Da allora la storia delle ragazze Gilmore, Lorelai e Rory – madre single e irriverente e figlia studiosa e riflessiva interpretate rispettivamente da Lauren Graham e Alexis Bledel – che hanno solo 16 anni di differenza, non ha smesso di appassionare il mondo.

Netflix nel 2016 ha prodotto e mandato in onda il reboot Gilmore Girls – A year in a life (Una Mamma per amica – di nuovo insieme) e acquistato i diritti delle 7 stagioni precedenti. Italia1 invece, a partire dal 7 settembre di quest’anno – proprio per celebrare il ventennale della serie -, ha deciso di proporre un rewatch degli episodi della prima stagione (dal lunedì al venerdì dalle 8:30 alle 10:30).

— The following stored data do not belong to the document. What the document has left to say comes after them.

PR #156, opened 2022-03-01
Upgrading to Golang 1.17

detro:

As part of this, I have also enabled `tenv` [provided](https://golangci-lint.run/usage/linters/#tenv) by GolangCi Lint.


bflad (approved):
Looks good to me! 🚀

PR #170, opened 2022-03-18
QoL: wiring up `tfplugindocs` to the code generation

detro:

Follow up from: #169


GNUmakefile
```diff
@@ -1,45 +1,26 @@
-TEST?=$$(go list ./...)
-GOFMT_FILES?=$$(find . -name '*.go')
-PKG_NAME=tls
+GOLANGCILINT_INSTALLED := $(shell command -v golangci-lint 2> /dev/null)
```
bflad, line 1: Open question: Is this Windows compatible? If not, let's just let the underlying shell interpreter bubble its own "command not found" like error.

bflad (approved):
One quick question, otherwise looks good to me 🚀

GNUmakefile
detro: That's a good point.

Until now our makefile for sure couldn't work on Windows (the use of `find`, `xargs` etc. make it impossible).

With this revamp, there is actually a chance that it might work on Windows (bar the  `make` dependency).

I'll get rid of this: a "command not found" would deliver pretty much the same thing.
I'll just leave a link to `golangci-lint` to help future contributors.

PR #171, opened 2022-03-21
QoL: Regenerated doc using `tfplugindocs`

detro:
Follow up from: #170 and #169 

This (last) PR make use of what we did so far with `tfplugindocs` in this project and finally replaces the manually maintained documentation with the auto-generated one.

I managed to preserve the history of the documentation files we are now generating, so it should be much easier to spot differences and issues.


bflad (approved):
Looks good to me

Ma perchè, nonostante la serie ideata da Amy Sherman-Palladino compia oggi 20 anni, resta ancora attuale oltre ad essere una delle più amate ed acclamate?

Ad averne decretato il successo è sicuramente e sopra ogni cosa il rapporto splendido che esiste tra Rory e Lorelai, indiscusse co-protagoniste attorno a cui ruotano personaggi e avvenimenti. Sono madre e figlia, ma anche amiche, complici e spalla l’una dell’altra. Christopher Hayden – il padre di Rory, interpretato da David Sutcliffe – nel corso di uno degli episodi del reboot le definisce indivisibili e predestinate l’una all’altra.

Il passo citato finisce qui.